When you enable _"Internet Connection Sharing"_ on the Internet connection, it automatically configures the network adapter used for your "private network connection" with the IP address 192.168.0.1 and subnet mask 255.255.255.0. If you have more than one adapter available for this purpose, e.g. both a "Local Area Connection" and a "Wireless Network Connection", you will have a drop down list from which to select the appropriate adapter. The "Client" PC's Local Area Connection should be set to get its IP address automatically, which it does by DHCP from the "Host" PC. Also, if you run the Zone Alarm firewall in your "Host" PC, the Internet Zone Security level must be reduced from High to Medium or _"ICS"_ traffic will be blocked.

That's essentially it. Apart from setting "Never Dial a Connection" in Control Panel > Internet Options > Connections, there is nothing to configure within programs to use the LAN connection for internet access rather than a direct dialup. 

The "client" PC, which gets its addresses by DHCP from the "host", should have 192.168.0.1 (the host's IP address) as its Default Gateway and DNS server addresses. You can check this in Win 98 by going to "Start > Run", typing *winipcfg* and clicking OK.


> I know that under an XP client you set up an "always on" connection through an ICS adapter that should appear, but on 98, "always on" connections are not an option, and I see no new adapter.


I can't say I've ever seen anything like that with ICS. There is no new adapter in the Win 98 "client" PC, it is connecting to the "host" via its existing ethernet adapter. This scenario, with XP as the "host", is much less complicated than if you set up ICS with 98SE as the "host" as this does involve the installation of additional "adapters" in Network Properties.


----------



## alitheg (Oct 26, 2004)

I've got the computers connected to a switch. The gateway does appear. I can't see how using a crossover cable and bypassing the switch would make a difference. I'm right in thinking this would also prevent any other computers being connected to the network?


----------



## mgmcc (May 25, 2006)

> I can't see how using a crossover cable and bypassing the switch would make a difference


It won't make any difference.
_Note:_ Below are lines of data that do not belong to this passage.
PR #15, opened 2022-11-29
allow multiple schemas for given statements

Ghesselink:
As discussed, it might be useful to be able to allow for multiple schemas. In case a rule is applicable to more schemas or when new schemas are added in the future. It will still work when only one schema is allowed. 

As an example, it can be implemented in a gherkin feature given statement like this:
Given A file with Schema Identifier "IFC4X3", "IFC4X3_ADD1"

### DIFF
--- a/features/steps/steps.py
+++ b/features/steps/steps.py
@@ -25,8 +25,8 @@ def get_mvd(ifc_file):
         detected_mvd = ifc_file.header.file_description.description[0].split(" ", 1)[1]
         detected_mvd = detected_mvd[1:-1]
     except:
-        detected_mvd = None
-    return detected_mvd
+        detected_mvd = ''
+    return detected_mvd.lower()
 
 def get_inst_attributes(dc):
     if hasattr(dc, 'inst'):
@@ -167,14 +167,15 @@ def step_impl(context, attribute, value):
 
 @given('A file with {field} "{values}"')
 def step_impl(context, field, values):
-    values = list(values.replace('"', "").split(', '))
+    values = list(map(str.lower, map(lambda s: s.strip('"'), values.split(' or '))))
     if field == "Model View Definition":
-        applicable = any([get_mvd(context.model) == value for value in values])
+        applicable = get_mvd(context.model) in values
     elif field == "Schema Identifier":
-        applicable = any([context.model.schema.lower() == value.lower() for value in values])
+        applicable = context.model.schema.lower() in values
     else:
         raise NotImplementedError(f'A file with "{field}" is not implemented')
 
+    context.applicable = getattr(context, 'applicable', True) and applicable
 
 @then('There shall be {constraint} {num:d} instance(s) of {entity}')
 def step_impl(context, constraint, num, entity):
--- a/features/steps/steps.py
+++ b/features/steps/steps.py
@@ -25,8 +25,8 @@ def get_mvd(ifc_file):
         detected_mvd = ifc_file.header.file_description.description[0].split(" ", 1)[1]
         detected_mvd = detected_mvd[1:-1]
     except:
-        detected_mvd = ''
-    return detected_mvd.lower()
+        detected_mvd = None
+    return detected_mvd
 
 def get_inst_attributes(dc):
     if hasattr(dc, 'inst'):
@@ -164,12 +164,12 @@ def step_impl(context, attribute, value):
         filter(lambda inst: getattr(inst, attribute) == value, context.instances)
     )
 
-
 @given('A file with {field} "{values}"')
 def step_impl(context, field, values):
     values = list(map(str.lower, map(lambda s: s.strip('"'), values.split(' or '))))
     if field == "Model View Definition":
-        applicable = get_mvd(context.model) in values
+        conditional_lowercase = lambda s: s.lower() if s else None
+        applicable = conditional_lowercase(get_mvd(context.model)) in values
     elif field == "Schema Identifier":
         applicable = context.model.schema.lower() in values
     else:
--- a/features/steps/steps.py
+++ b/features/steps/steps.py
@@ -165,16 +165,15 @@ def step_impl(context, attribute, value):
     )
 
 
-@given('A file with {field} "{value}"')
-def step_impl(context, field, value):
+@given('A file with {field} "{values}"')
+def step_impl(context, field, values):
+    values = list(values.replace('"', "").split(', '))
     if field == "Model View Definition":
-        applicable = get_mvd(context.model) == value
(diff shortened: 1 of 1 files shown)


features/steps/steps.py
```diff
@@ -165,17 +165,16 @@ def step_impl(context, attribute, value):
     )
 
 
-@given('A file with {field} "{value}"')
-def step_impl(context, field, value):
+@given('A file with {field} "{values}"')
+def step_impl(context, field, values):
+    values = list(values.replace('"', "").split(', '))
```
aothms, line 170: In @evandroAlfieri's guide we have "or". So instead of `split` on "," why don't we split on " or "? Instead of just blindly replacing `"` with ``. I'd say.

values = map(str.lower, map(lambda s: s.strip('"'), values.split(' or ')))

features/steps/steps.py
```diff
@@ -165,17 +165,16 @@ def step_impl(context, attribute, value):
...
     if field == "Model View Definition":
-        applicable = get_mvd(context.model) == value
+        applicable = any([get_mvd(context.model) == value for value in values])
     elif field == "Schema Identifier":
-        applicable = context.model.schema.lower() == value.lower()
+        applicable = any([context.model.schema.lower() == value.lower() for value in values])
```
aothms, line 174: With values already containing all lowercase (due to comment above) you could then simply do

features/steps/steps.py
```diff
@@ -165,17 +165,16 @@ def step_impl(context, attribute, value):
...
     else:
         raise NotImplementedError(f'A file with "{field}" is not implemented')
 
-    context.applicable = getattr(context, 'applicable', True) and applicable
```
aothms, line 177: Why was this removed. This is necessary for "chaining" / "combining" multiple givens from this pattern.

aothms (changes requested):

features/steps/steps.py
Ghesselink: That is better, yes. The rationale was that a good sentence would be "Given a file with Schema Identifier "IFC4X3", "IFC4X3_TC1" or "IFC4X3_ADD1". But maybe it is better to split on 'or', indeed. The sentence is would then be not completely perfect English ('a' or 'b' or 'c') but neither would the code I wrote  ('a','b','c'). The first one makes logical sense and is the closest to Evandro's guide. 

I only had to add the map object to a list to work with the rest of the function:
```suggestion
    values = list(map(str.lower, map(lambda s: s.strip('"'), values.split(' or '))))
```

features/steps/steps.py
Ghesselink: The works for Schema Identifier, but not Model View Definition. The line you wrote converts a string to lower cases, but then the value for model view definition will not match 'get_mvd(context.model)' in some IFC2X3 schemas in other rules. An option would be to convert this to lower cases as well, but this throws an error since the get_mvd function has an error handler to return None (TypeError). I've changed the except condition in get_mvd() function to return an empty string instead, and for the function to return lower cases. 

The changes are in, to make it clearer https://github.com/buildingSMART/ifc-gherkin-rules/pull/15/commits/4b6c110e75f4be3bda8d04836ac1ae696336cd41 
Maybe you can take a quick look at it @aothms ? Another option would be to have a workaround in the function linked to the given statement (making sure get_mvd does not return None), which one has your preference?
Pytest runs well in both options

features/steps/steps.py
Ghesselink: That was unintentional. I've commented some things out (including the mentioned line), worked on it on another branch to test it with the rules I wrote and copy-pasted it back. I see now how that can lead to errors, it would then be a better/more careful practice to actually develop on the branch that will be pushed ..

features/steps/steps.py
aothms: @Ghesselink https://peps.python.org/pep-0505/ would have made that easier "none-aware operators", but it looks like it's not going to make it.

I prefer to have get_mvd() unaltered to keep this kind of detail as local as possible, we might later need to print it to the user for example.

Most concise would be:

`(get_mvd() or '').lower() in ...`

It would also not propagate the None. So maybe best is something like:

```
conditional_lowercase = lambda s: s.lower() if s else None
conditional_lowercase(get_mvd()) in ...
```

features/steps/steps.py
aothms: If we want to support "a, b or c". Then we have to use regexes.

```
>>> import re
>>> re.split(r' *(\bor\b|,) *', 'a, b, or c, d, or e')
['a', ',', 'b', ',', '', 'or', 'c', ',', 'd', ',', '', 'or', 'e']
>>> ps = _
>>> ps[1::2]
[',', ',', 'or', ',', ',', 'or']
>>> re.match(r'\,*or', "".join(ps[1::2]))
>>> ps = re.split(r' *(\bor\b|,) *', 'a, b, c, d, or e')
>>> re.match(r'\,*or', "".join(ps[1::2]))
<re.Match object; span=(0, 6), match=',,,,or'>
```

* zero or more spaces
* followed by
  - either `or` (at word boundaries)
  - or `,`
* followed by zero or more spaces

The second regex is to test we use zero or more `,` followed by one `or` to join the parts.

I'm not against it, it's fun, but not sure if this is worth the effort.

features/steps/steps.py
Ghesselink: Doesn't look like it, created in 2015 and still deferred .. In the discussion programming gets almost a spiritual/philosophical component, 'is there something when there's nothing'? ;p Maybe not a coincidence that quite a bit of philosophy students turned to programming. 

Anyway, what you suggested is tested and works fine in https://github.com/buildingSMART/ifc-gherkin-rules/pull/15/commits/b9c8689101207aa3f68d66c8b46e11274e9f0b66

features/steps/steps.py
Ghesselink: That's also what I saw when I looked it up. I've used regexes before, but it tends to cost a lot of time (for me at least) to get it exactly right. 

Would it be okay for you to merge as in https://github.com/buildingSMART/ifc-gherkin-rules/pull/15/commits/b9c8689101207aa3f68d66c8b46e11274e9f0b66 ? 
I have time tomorrow, in the weekend here and there, and think it would be better spent on things more directly related to gherkin (fourth scenario needs to be adjusted, some documentation, test files, etc.) before Monday. I've discussed it briefly with Evandro and he shares this point of view.

aothms: Ok from me :)

aothms (approved):

aothms:
Great work :)

PR #19, opened 2022-12-11
move files folder, delete two pass ifc files

Ghesselink:
If I'm correct, the gem002 test files have to be inside '/files' in order for pytest to work (we did the same with alb001 and alb002).
The pass file ('no space') was the same as the same fail 'no-representation' and was also failing in pytest due to the file not having a building (SPS001), thereby triggering an AssertionError 
`elif base.startswith("pass-"):
        assert len(results) == 0`

Like this it should work. For the rest, nice code, it helps me as well ..  Did not know you can do a filter(None ... :)


johltn:
> The pass file ('no space') was the same as the same fail 'no-representation' and was also failing in pytest due to the file not having a building
The unit test files status depends on the rule it has been created for. The goal is to test it for a particular rule. So in this case it indeed fails for sps001 but doesn't for gem002, as expected.
In addition, you need to be careful, `pass-gem002-no-space.ifc` and `fail-gem002-no-representation` do not represent the same case.

Ghesselink:
Ah, that makes it more clear. There was some discussion if new files that are created needed to pass other rules as well or the goal was to test for a particular rule, as you mention. It makes more sense to test only for a particular rule, its quite some additional effort to make sure every new file passes the other rules. 
A concern is that ‘pytest -sv’ gives back AssertionErrors errors on other rules. Am I right it then also won’t pass the checks on a new commit? 

Von meinem iPhone gesendet

PR #21, opened 2022-12-13
GEM003 Unique Representation Identifier

Ghesselink:


test/files/gem003/generate.py
```diff
@@ -0,0 +1,46 @@
...
+            RelatingObject=site,
+            RelatedObjects = [building]
+        )
+
+    create_ifcpolyline = lambda point_list : file.createIfcPolyLine([file.createIfcCartesianPoint(point) for point in point_list])
+    polyline = create_ifcpolyline([(0.0, 0.0, 0.0), (5.0, 0.0, 0.0)])
+
+    identifiers = ['Body' for i in range(num_body_identifier)] + ['Axis' for i in range(num_axis_identifier)]
+
+    representations = [file.createIfcShapeRepresentation(context, i, "Curve2D", [polyline]
```
aothms, line 37: This creates a `Body` representation with `Curve2D` and IfcPolyline. I really prefer we have an IfcExtrudedAreaSolid here, so that the file makes a bit more sense.

test/files/gem003/generate.py
```diff
@@ -0,0 +1,46 @@
...
+                      ) for i in identifiers]
+
+    shape = file.createIfcProductDefinitionShape(None, None, representations)
+    from collections import Counter
+
+    duplicates = [value for (value,count) in Counter(identifiers).items() if count > 1]
```
aothms, line 43: This works, but another way is to check `duplicates = len(identifiers)  != len(set(identifiers))` because a `set` will never have duplicates.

Because _"Internet Connection Sharing"_ tends to be used as an alternative to a router when only two computers are involved, I (wrongly) assumed this to be the case with you and posted my standard "boilerplate" on the subject. With ICS and multiple "clients" then, of course, a switch is required.


----------



## alitheg (Oct 26, 2004)

So, then, why can programs on my Win98 computer not access the gateway?


----------



## johnwill (Sep 26, 2002)

Why not use a broadband router, the clear choice for sharing a connection?


----------



## whardman (Jun 28, 2006)

The switch is perfectly fine (as multi-port broadband routers have a built in switch). If you are able to ping the gateway from the 98 computer, I would imagine that it is the configuration of the program that is the cause.


----------



## alitheg (Oct 26, 2004)

I probably will just give up and go for a broadband router, but I'm trying to work out if I can get away without doing so. The current set up is this:

WinXP(connected with Speedtouch USB modem and to network switch using ethernet card)

Win98(connected only to switch)

I think the problem lies in using the USB modem only, I just wonder why the gateway appears.


----------



## whardman (Jun 28, 2006)

Do you have the USB and ethernet connections bridged? If not then the 98 will only be able to see the gateway and not past it. (assuming you are calling the xp machine the gateway)


----------



## alitheg (Oct 26, 2004)

Ah...I wondered if it was something like that. The gateway I refer to is an icon which appears on the 98 computer, but that reflects the connection on XP. How do I bridgethe USB and LAN, and why can 98 see and control the connection, but not transfer data?


----------



## whardman (Jun 28, 2006)

Go into Network connection and select the two connections (USB and Ethernet) then go to advanced then click bridge. This will allow the Ethernet that the 98 is connected to communicate with the USB connection.


----------



## mgmcc (May 25, 2006)

> This will allow the Ethernet that the 98 is connected to communicate with the USB connection.


If the ISP only allocates one IP address and you bridge the connections, how does the second PC get an IP address that will let it get online? The *bridge* will get the address allocated by the ISP, but there is no "router" (as in ICS host) to route the internet traffic to the second PC and no DHCP server to allocate its IP address, which needs to be a LAN one.

It seems to me that the connections should remain separate with ICS enabled on the actual Internet Connection in the "host" PC.


----------